From https://iopscience.iop.org/article/10.3847/2515-5172/ad03f9
Quote:
Abstract
Chemical composition for spherules recovered from the search area of CNEOS 2014-01-08 in the Pacific Ocean has been recently released. A three-order of magnitude difference from CI-chondrites has been identified for elements beryllium, lanthanum and uranium in five samples. The lack of consensus regarding atmospheric survival and precision of path estimates motivate an examination of possible contaminants. Contents of nickel, beryllium, lanthanum and uranium are examined in the context of a known anthropogenic source of contamination, and found to be consistent with coal ash as suggested from a publicly available coal chemical composition database (COALQUAL). The meteoritic origin is disfavored.
To the best of my knowledge, all meteorites are extra-terrestrial in origin and made up of the remnants of previous stars and of supernovas. It should not be at all surprising if material ejected or created by various processes such as supernovas and stellar collisions from elsewhere in the universe could reach the Earth as meteorites. As far as I can see, the only way to distinguish these from the material left over from the creation of the solar system would be by their measured trajectories.
We shouldn't expect to find evidence of alien intelligence in them, though.

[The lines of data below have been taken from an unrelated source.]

PR #91, opened 2015-11-17
FIXED:  existence_error(variable,'$variable_names')  In var_property/…

logicmoo:
FIXED:  existence_error(variable,'$variable_names')  In var_property/2   for newly created threads

Perhaps new threads should create it if its missing? 

% [Thread 21] Got exception existence_error(variable,'$variable_names') (Ctx0=system:b_getval/2, Catcher=system:'<meta-call>'/1)

### DIFF
--- a/boot/expand.pl
+++ b/boot/expand.pl
@@ -365,7 +365,7 @@ prop_var(fresh(Fresh), Var) :-
 	 ;   Fresh = true
 	 ).
 prop_var(name(Name), Var) :-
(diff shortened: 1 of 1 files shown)


JanWielemaker:
I think using nb_current is fine.  That is also what happens in `prolog_load_context/2`.  Basically you are supposed to use these predicates only during goal/term expansion as called from the compiler,
but there may of course be other reasons to call them ...

PR #98, opened 2015-12-25
MANPAGE: Document "swipl file1 ..." invocation, as in swipl --help.

triska:
This documents the important

    swipl file1 file2 ...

Even if some of the previous generation of stars from which the Earth had planets that were occupied by intelligent life, their debris would be an extremely tiny fraction of the debris from the previous stars and planets even if it all survived a supernova that flung it out in space, only a very tiny fraction of that debris would be likely to reach Earth.

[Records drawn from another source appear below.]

PR #104, opened 2016-01-04
FIXED: listing of predicates that were made transparent by means other than meta_predicate/1

logicmoo:
FIXED: listing of predicates that were made transparent by means other than meta_predicate/1

Such as declared by foreign code.

### DIFF
--- a/library/listing.pl
+++ b/library/listing.pl
@@ -229,17 +229,27 @@ decl(volatile,	   volatile).
 decl(multifile,	   multifile).
 decl(public,	   public).
 
+meta_implies_transparent(Head):-
+	compound(Head),
+	arg(_,Head,Arg),
+	% DM: Do we need '^' as well?
+	(number(Arg); Arg=':'), !.
+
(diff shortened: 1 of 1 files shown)


JanWielemaker:
Merged after edit.  Note that this is mostly theoretical as there is no point in meta_predicate if it is not for making the predicate module-sensitive (and thus _transparent_).

logicmoo:
On Sun, Jan 3, 2016 at 11:54 PM, Jan Wielemaker <notifications@github.com>
wrote:

> Merged after edit. Note that this is mostly theoretical as there is no
> point in meta_predicate if it is not for making the predicate
> module-sensitive (and thus *transparent*).
>
> —
> Reply to this email directly or view it on GitHub
> <https://github.com/SWI-Prolog/swipl-devel/pull/104#issuecomment-168605250>
> .
>

Thank you for the edits.


I agree I'll send the high bandwidth why I do discussion towards the
mailing list.

Issue #106, opened 2016-01-18
assignAttVar: Assertion failed


triska:
Let `sat3.pl` consist of:

    :- use_module(library(clpfd)).

    sat(X) :- X in 0..9.

    num(L) :-
	    solve(As,Bs,Cs,Ds),
	    append([As,Bs,Cs,Ds], Vs),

Also, there is a hypothesis that it would take at least a third generation of stars before intelligent life would even be possible. Think about it -- the first generation of stars could hardly have had planets -- elements heavier than lithium would need to have been created by processes such as stellar nucleosynthesis, supernova nucleosynthesis, or the collision of heavy stars -- not even carbon existed back then. So intelligent life would have to come later.
As I understand it, the second generation of stars did not yet have a great abundance of elements heavier than lithium available when they formed and would, by necessity, be relatively small stars and a great many probably remain to this day. The material available to form their planets was very limited.

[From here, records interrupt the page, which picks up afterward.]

PR #115, opened 2016-02-01
Fix documentation of first_solution/3.

edechter:
A tiny fix to the documentation. I don't really understand whether the submodule commit hash changes are supposed to be there. If they are not I'm not sure how to get rid of them.


JanWielemaker:
Decided to edit in my version from the diffs.  I think the preferred way to do these things is to keep or own master in sync with mine.  Then if you want to suggest a change, create a branch, commit into the branch and push to github.  Then make a pull request for the branch.   That way I keep a clean history.

PR #127, opened 2016-02-16
Add missing closing bracket in documentation of read_term/2, option quasi_quotations

fnogatz:


fnogatz:
Don't want to annoy you with small documentation fixes, @JanWielemaker. Let me know if I should gather them first and send a PR every four weeks or so. I only fear to forget about them after some days...

JanWielemaker:
With github it is not a lot of work to review and confirm them.  Do as it suits you best.  Thanks.

PR #133, opened 2016-03-09
Fix documentation of between(L, U) in error.pl

edechter:


JanWielemaker:
I'm afraid this isn't right.  Changed to:

```
%	| between(IntL,IntU) | Integer [IntL..IntU] |
%	| between(FloatL,FloatU) | Number [FloatL..FloatU] |
```

PR #134, opened 2016-03-10
FIXED: make --without-* work

honnix:
Commit 8257acd doesn't work any more with current build structure
because packages are configured during make and hence `DISABLE_PKGS`
is not visible to `packages/configure` script.

The fix is simply passing `--without-*` to `packages/configure`
without touching at the top level.


JanWielemaker:
Thanks.  Merged after rebase and small rewording of the commit message.   I normally build using `build[.templ]`, which doesn't suffer from this.  Still seems to work.

PR #1163, opened 2026-04-15
Router: Memory history

jermy-c:
- Use memory history so the browser URL is not changed


benbucksch:
same as #1090

app/frontend/AppsBar/selectedApp.ts
```diff
@@ -3,7 +3,8 @@ import { appGlobal } from "../../logic/app";
 import { backgroundError } from "../Util/error";
 import { ArrayColl, MapColl } from "svelte-collections";
 import { writable, type Writable } from "svelte/store";
-import { createHashHistory } from "../Util/hashHistory";
+import { navigate, createHistory, createMemorySource } from "svelte-navigator";
+
```
benbucksch:
```suggestion
import { createHistory, createMemorySource } from "svelte-navigator";
```

PR #1172, opened 2026-04-16
Composer: Tab key to indent #1165

### LINKED ISSUE #1165: Composer: Tab does not indent the text
### Reproduction
* Write email
* On your keyboard, press the [Tab] key
* Press the [Shift-Tab] key

### Actual result
* Focus moves away from the editor, to another control of the composer UI

### Expected result
* If the cursor is in a list item (at any point in the item, not necessarily at the start):
  * [Tab] is pressed, then make a new sublist, or add to the existing that follows - `sinkListItem()`.
  * If [Shift]+[Tab] is pressed: `liftListItem()`
* When inside blockquote:
  * If [Tab] is pressed, wrap the blockquote inside another blockquote.
  * If [Shift]+[Tab] is pressed, remove the inner-most blockquote.
* When not in any list, blockquote, or similar:
  * [Tab] should insert 4 spaces at the cursor position
  * [Shift]+[Tab]: if there are more than 2 spaces right before the cursor, otherwise do nothing.

### Implementation
If there is an existing TipTap extension that is similar to the above, use that one. In this case, don't bother getting the details exactly as stated above.

jermy-c:
Performs indent actions based on the parent nodeType.

 Tab:
 - BulletList or OrderedList: sinks the list item, if the item is already nested then it will do nothing
 - Blockquote: wraps content in blockquote
 - Other nodeType: inserts 4 spaces

Shift-Tab :
 - BulletList or OrderedList: lifts the list item
 - Blockquote: unwraps content in blockquote
 - Other nodeType: removes 4 spaces or less if cursor is at start of line, if it's not at the start or there's less than 2 spaces it will do nothing

### DIFF
--- a/app/frontend/Shared/Editor/HTMLEditor.svelte
+++ b/app/frontend/Shared/Editor/HTMLEditor.svelte
@@ -12,6 +12,7 @@
   import { Footer } from './Footer';
   import { BoldStar, ItalicSlash } from './StdConventions';
   import { ParagraphNewLine } from './ParagraphNewLine';
+  import { TabIndent } from './TabIndent';
   // import CodeBlockLowlightFeature from '@tiptap/extension-code-block-lowlight';
   // import { common as lowlightCommon, createLowlight } from 'lowlight'
   import { onMount, onDestroy } from 'svelte';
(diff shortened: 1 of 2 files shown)


benbucksch (approved):
Beautiful!

Nice code, and works flawlessly. Great work!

So figure that it would need a third or later generation star.
Another possibility for debris from extra terrestrial civilizations would be if they sent out probes such as a very limited number of our probes. After however many million years, it wouldn't be surprising if they came within one or two light years of another star, but the chance of reaching another civilization would be vanishingly small.
Or perhaps there was a collision between a planet with intelligent life and a very large asteroid that knocked part of the planet away. The portion of the debris that would be of the civilization would be tiny. It would also be likely to be unable to reach escape velocity to escape its star -- look at our moon as an example.
So while material from outside our solar system could reach us, the presence of debris from an alien civilization would be vanishingly small.